Diabetes research in India hasn’t quite kept pace with the epidemic proportions the disease has assumed. But efforts are on to look for alternatives to the insulin injection.

Last year in March, when 11-year-old Shreya Dutt fell ill, her parents thought it was the routine viral fever. A week later, the fever subsided but the child continued to lose weight alarmingly. She stopped going out to play, was always extremely thirsty and hungry, urinated more frequently and appeared tired all the time. A round of tests confirmed that the viral fever had triggered diabetes. The symptoms had appeared suddenly and had manifested themselves as quickly. Shreya, doctors said, suffered from Type 1 diabetes in which the pancreas fail to produce insulin, the hormone needed to convert sugar into energy.

 

For over a year now, a much thinner Shreya has been getting insulin injections twice a day to help maintain her blood sugar level. Her parents know that she will have to learn to live with this chronic condition.
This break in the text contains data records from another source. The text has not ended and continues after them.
PR #19, opened 2015-09-10
Allow rendering of React components without using a generator function (just direct React Component)

josiasds:
When using Redux, the main component exposed to the API is a function that returns a React component. This PR allows rendering of simple React components. The more advanced functionality of using a generator function is essential for tools like redux and react-router.

In the dummy app, along with App component (that uses Redux), `ServerApp` and `ClientApp` now also export a simple React component, HelloWorld. The component can be rendered by the client or using server side rendering, as demonstrated in the index page.

To test, run the dummy app and export some components with and without Redux, in both client an server apps.

### DIFF
--- a/app/helpers/react_on_rails_helper.rb
+++ b/app/helpers/react_on_rails_helper.rb
@@ -28,18 +28,18 @@ module ReactOnRailsHelper
     prerender = options.fetch(:prerender) { ReactOnRails.configuration.prerender }
     trace = options.fetch(:trace, false)
 
-    dataVariable = "__#{component_name.camelize(:lower)}Data#{@react_component_index}__"
-    reactComponent = component_name.camelize
-    domId = "#{component_name}-react-component-#{@react_component_index}"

They also realise that with regular medication, exercise and diet modification she can lead as healthy and normal a life as anybody else. There are enough examples in the world to prove that — actor Halle Berry, king of Rock ’n’ Roll Elvis Presley, talk show host Larry King, Olympic athlete Gary Hall, all have suffered from diabetes. Closer home, actor Kamal Hassan, VJ-turned-actor Gaurav Kapoor, Leader of the Opposition in Lok Sabha Sushma Swaraj and former Pakistani cricketer Wasim Akram are diabetic. But every time their daughter is pricked with the needle to inject insulin into her body, the Dutts cringe. “For the last one year, I have been looking for an alternative way, other than the injection, to give the medicine to my daughter,” says Jawahar Dutt, Shreya’s father. “She’s dealing with it fine, but I wish there was a tablet she could pop or a spray she could inhale instead of taking the injection.”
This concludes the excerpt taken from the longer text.